# Ugg Boots 0 - 3 months



## trisha2 (Oct 11, 2012)

Found a variation on the original baby Ugg boot pattern which is for 0 - 3 months. I have made a pair from this pattern and they turned out great.


----------



## kaixixang (Jul 16, 2012)

You had attached a *.docx file. I can read it fine...allowing others to comment without difficulty.


----------



## Katpw (Sep 10, 2012)

Thank you very much, love them, but what type of yarn should I use? Thanks


----------



## Katpw (Sep 10, 2012)

Thank you very much, love them, but what type of yarn should I use? Thanks


----------



## lw54n10 (Sep 10, 2012)

I'd like to try these boots, but some of the terms are not familiar to me.

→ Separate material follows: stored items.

PR #460, opened 2016-09-11
Fix BoundingBox mergeWith function

panarch:
Hi Mohit,

I found a bug which is very simple but obvious, so I fixed and here is the PR.
Current BoundingBox mergeWith function was not working properly for some cases;
Box1 contains Box2 -> error calculating new_w or new_h

Thanks!
Taehoon


panarch:
hmm... build failed while installing slimerJS.

Same ci test result of my fork is this, done without any issue, https://travis-ci.org/panarch/vexflow/builds/159087097

Silverwolf90:
Lint looks fine on my end! Merging. Thanks for the fix!

PR #461, opened 2016-09-12
Add sori and koron to gonville_all font

Huji:
WIP, please don't merge yet


infojunkie:
You need to clone `gonville_all.js` into `vexflow_font.js`: the latter is where VF gets its glyphs. Actually, maybe you don't need to modify `gonville_all.js` at all, since your glyphs are not coming from Gonville. 

Also, would be great to add tests to the following places:
- `Vex.Flow.Test.Accidental.microtonal`
- `VFT.EasyScore.accidentals`
- `VFT.EasyScore.drawAccidentalsTest`

Huji:
That can't be it. Even after making the change you suggested and rebuilding the project, I still don't see the said glyphs on transform.html (I do see them on glyphs.html though). Besides, the content of vexflow_font.js should be updated using transform.html and if that page doesn't show the glyphs, I shouldn't be updating the vexflow_font.js by hand.

@0xfe can you please take a look here and tell me what I am doing wrong?

infojunkie:
There are a number of issues here. 

- transform.html hasn't been updated to reflect the latest syntax used by VexFlow. Compare the output of the "Glyph Code" section (i.e. `Vex.Flow.Font = {...`) to the current contents of vexflow_font.js:  `export var Font = {...` here: https://github.com/0xfe/vexflow/blob/master/src/fonts/vexflow_font.js#L1

- also, the reason that your additions to gonville_all.js are not showing up in transform.html is that the variable `Vex.Flow.Font` is already defined by vexflow-debug.js. Maybe in the past it wasn't included in the same manner, but that's what is happening now. If you modify gonville_all.js to read `Vex.Flow.Font.Original = {`, you will see your additions inside the `Original` key.

In summary, transform.html needs to be updated to reflect the latest changes in VexFlow.

0xfe:
Hey folks, Sorry about the delay -- I'm currently traveling and behind on these reviews. My really quick thoughts:

- Please create a new file under fonts for these new glyphs. Maybe `fonts/quarter_tone` or `fonts/international` or something like that.
- Add a `.md` doc to `fonts/` and document the new glyphs, particularly the sources (bravura).

`transform.html` is really old, and its goal was to pick out and visualize glyphs from `goneville_all.js`, which generates a blob of text that is pasted into `vexflow_font.js`. It's really ugly and hacky, but it did the job and wasn't used frequently enough to bother improving it.

So... ideally, we need something like this:

- A new NodeJS script (perhaps `tools/generate_fonts.js`) which takes glyphs from sources like `goneville_all.js`, `quarter_tone.js` etc. and generates `vexflow.js`. We could simply copy the maps from `transform.html` and add the new quarter tones there.
- Remove `transform.html`  or replace with some simple `.html` to only display all the glyphs from a font file.

The above would be ideal, but if you want to do it quick, then a decent stopgap would be to modify `transform.html` so it picks fonts from both `goneville_all.js` and your new `quarter_tone.js` file. (So in the least, I'd like the new glyphs in a separate file with the sources documented.)

How does that sound?

infojunkie:
Sounds good to me. The `glyphs.html` file already exists to display all glyphs.

Huji:
Alright, I am going to focus on adding the new glyphs for now, and will get to fixing `transform.html` at a later time. And @0xfe your wish is granted: the new glyphs are now in a new font file called `src/fonts/microtonal.js`

I also added the code to `vexflow_font.js` as suggested by @infojunkie and now the new glyphs correctly show in `src/glyphs.html`

And as you already know, I have also updated `src/tables.js` to define new accidental code for the two new accidentals: `s` for sori and `k` for koron.

Now I am going to add the tests.

Huji:
@infojunkie I am not familiar with EasyScore, and can't tell what to put for must pass or must fail. Can you please help me?

My ideas are that these must pass: c#s, cs, ck, cbk

And these must fail: cs#, ckb, csk, cks

What are your thoughts?

infojunkie:
EasyScore is a parser to add VexFlow elements. To support EasyScore, you should add all possible allowed combinations to the regex on this line: https://github.com/0xfe/vexflow/blob/master/src/easyscore.js#L134

And then add the tests that you mentioned.

Huji:
@infojunkie I reviewed some credible books containing notation using Iranian accidentals; it seems like combined accidentals (like bemol + koron) are generally avoided. The standard key signatures only include single accidentals, and modulations within the same piece are generally written in a way that doesn't require combined accidentals. Therefore, I marked all combos as mustFail in easyscore test. Pushing now.

infojunkie:
Great! Will pull here and review.

infojunkie:
Pulled and looks good so far. It would be good to add new accidentals to `VFT.EasyScore.drawAccidentalsTest`.

Thanks!

infojunkie:
Also, I found that page that describes the use of flat koron and sharp sori: https://sites.google.com/site/240edo/about24-edo. From my point of view, it would be beneficial to include them in the allowed set of accidentals - VexFlow acting as an inclusive system, instead of being prescriptive.

Huji:
Yes, Vaziir had foreseen flat koron and sharp sori, but I didn't find examples of it in more modern notation. But your point is well taken and we should be inclusive.

The questions is should I create new glyphs for these combined accidentals? Or is there a way to tell VexFlow to show two accidentals back to back?

infojunkie:
As far as I understand the code, we need to list the accidental combinations explicitly, there is no provision for chaining arbitrary sequences.

Huji:
In that case, it'll take me some time to create the new combined glyphs for sharp sori and flat koron. For now, I added the tests by modifying the drawAccidentalsTest function.

Silverwolf90:
What's the status on this PR at the moment?

Huji:
I think it can actually be merged as is. I can add combined glyphs later (they are almost never used anyway).

I just need someone else to confirm that this does the job correctly (in my tests, it does).

infojunkie:
Tests pass for me too.

Silverwolf90:
According to @0xfe's first response, we still need a markdown file that declares sources for the new glyphs. And we need a mechanism for generating this file again when we add new glyphs. At least a modification to `transform.html` that merges this new `microtonal` font.

src/fonts/microtonal.js
```diff
@@ -0,0 +1,9 @@
+Vex.Flow.Gonville = {
```
Silverwolf90: This should probably be `Vex.Flow.Microtonal` or something, right?

src/fonts/microtonal.js
```diff
@@ -0,0 +1,9 @@
+Vex.Flow.Gonville = { 
+'glyphs': {
+ 'vd0': { 'x_min': -10.890625, 'x_max': 299.4375, 'ha': 294, 'o': 'm 44 174 b 51 174 47 174 49 174 b 68 173 55 174 61 174 l 287 112 l 551 40 b 615 20 617 22 609 23 b 626 0 622 16 626 8 b 615 -22 626 -9 622 -18 b 613 -23 613 -23 613 -23 b 613 -23 613 -23 613 -23 b 287 -113 613 -24 597 -29 l 68 -174 b 53 -176 61 -176 57 -176 b 39 -172 47 -176 43 -174 b 27 -151 31 -167 27 -159 b 39 -129 27 -141 31 -133 b 230 -74 43 -124 20 -131 l 370 -36 l 468 -9 b 498 0 484 -4 498 -1 b 468 8 498 0 484 2 l 370 34 l 230 73 b 40 126 28 129 43 124 b 27 149 31 131 27 140 b 44 174 27 161 34 170 m 205 110 l 205 300 b 205 330 245 330 245 300 l 245 300 l 245 -300 b 245 -330 205 -330 205 -300 l 205 -300 l 205 110 l 345 90 m 345 90 l 345 330 b 345 360 385 360 385 330 l 385 330 l 385 -270 b 385 -300 345 -300 345 -270 l 345 -270 l 345 90 '},
```
Silverwolf90: Must we stick with the `v<hex>` convention for the glyph keys? @0xfe is there a particularly reason for it? Could these keys just be `sori` and `koron`?

Ultimately this will all be deprecated when we move to SMuFL but that could still be for some time...

src/fonts/microtonal.js
```diff
@@ -0,0 +1,9 @@
...
+ 'vd1': { 'x_min': -20, 'x_max': 320, 'ha': 257, 'o': 'm -8 200 b -8 210 8 200 16 200 l 20 148 -199 l 23 -615 b 0 -629 9 -629 6 -629 l -21 -612 l -21 -201 l -21 216 l -20 200 m 16 200 l 310 0 l 240 0 l 16 140 l 16 -120 l 240 0 l 310 0 l 16 -200 '}
+},
+ 'cssFontWeight': 'normal', 'ascender': 1903, 'underlinePosition': -125, 'cssFontStyle': 'normal', 'boundingBox': { 'yMin': -2065.375, 'xMin': -695.53125, 'yMax': 1901.578125, 'xMax': 1159.671875 },
+ 'resolution': 1000, 'original_font_information': { 'postscript_name': 'Gonville-18', 'version_string': 'Version 0.1.8904 ', 'vendor_url': '', 'full_font_name': 'Gonville-18', 'font_family_name': 'Gonville-18', 'copyright': 'No copyright is claimed on this font file.', 'description': '', 'trademark': '', 'designer': '', 'designer_url': '', 'unique_font_identifier': 'FontForge 2.0 : Gonville-18 : 17-3-2010', 'license_url': '', 'license_description': '', 'manufacturer_name': '', 'font_sub_family_name': '18' },
```
Silverwolf90: Also this metadata for Gonville surely doesn't apply, right?

src/fonts/microtonal.js
Huji: Will be fixed in the upcoming push

src/fonts/microtonal.js
Huji: You are correct, they'll all eventually go away. Until then I would rather keep things consistent.

src/fonts/microtonal.js
Huji: I am happy to change it; suggestions?

src/fonts/microtonal.js
Silverwolf90: Fair enough

src/fonts/microtonal.js
Silverwolf90: If the glyphs look acceptable when rendered, lets just remove all this metadata. Most of it isn't used by VexFlow in the first place.

Huji: Done.

PR #465, opened 2016-10-03
Removed unnecessary Array.prototype.slice() call

pete-otaqui:
ES6 rest parameter (`...args` in this case) returns a true array, not an "arguments" object, so no need for this indirection


Silverwolf90:
Good catch! Merging.

PR #486, opened 2016-12-18
Refactor Curve tests

Silverwolf90:
Diffs will be due to stave position/size changes


0xfe:
Way more readable. Looks great. Thanks.

PR #487, opened 2016-12-18
Refactor TextNote tests

Silverwolf90:
Diffs due to staves changing position/size.


0xfe:
Thanks. Looks good to me.

PR #488, opened 2016-12-18
Add TextBracket to Factory; refactor TextBracket tests

Silverwolf90:
Note the destructured `TextBracket` constructor parameters. I'm personally very fond of this pattern (I use it extensively with my React projects since all React components take a single `props` object). Makes default values really convenient without cluttering up the assignments in the body.


0xfe:
Thanks, yes, I like the destructured constructor parameters too. It's convenient but also explicit, so a reader looking at the API knows at first glance what the fields should look like.

Issue #489, opened 2016-12-18
StaveModifiers placed at the end of the Stave collide with StaveTies without end notes.


Silverwolf90:
See the collision at the end of the stave in this example:

![image](https://cloud.githubusercontent.com/assets/1631625/21296197/2c0abc56-c55e-11e6-80f7-bd9eba3aa891.png)

StaveModifiers placed at the beginning do *not* exhibit this issue (although the spacing leaves something to be desired):

![image](https://cloud.githubusercontent.com/assets/1631625/21296204/4f1d9b96-c55e-11e6-935a-00750fd3aaa4.png)

0xfe:
This is because `Stave.setTieEndX()` does not accommodate for modifiers.

From `src/stave.js`:

```javascript
  getTieStartX() { return this.start_x; }
  getTieEndX() { return this.x + this.width; }
```

So while `getTieStartX()` is based on `Stave.start_x` which changes as modifiers are added, `getTieEndX()` is just the last horizontal pixel on the stave.

Silverwolf90:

For instance; what is: ssk and BO?
Thanks for any help!


----------



## KateB (Sep 28, 2011)

lw54n10 said:


> I'd like to try these boots, but some of the terms are not familiar to me. For instance; what is: ssk and BO?
> Thanks for any help!


There's a great website called www.knittingfool.com which has all of these abbreviations. For ssk it says:

SKPO slip knit pass over 
Slip one stitch with yarn in back (knitwise), knit the next stitch, then pass the slipped stitch over the knit stitch and off the needle

Results in a single decrease stitch that leans left.

This method has been replaced by the Ssk method in most modern patterns.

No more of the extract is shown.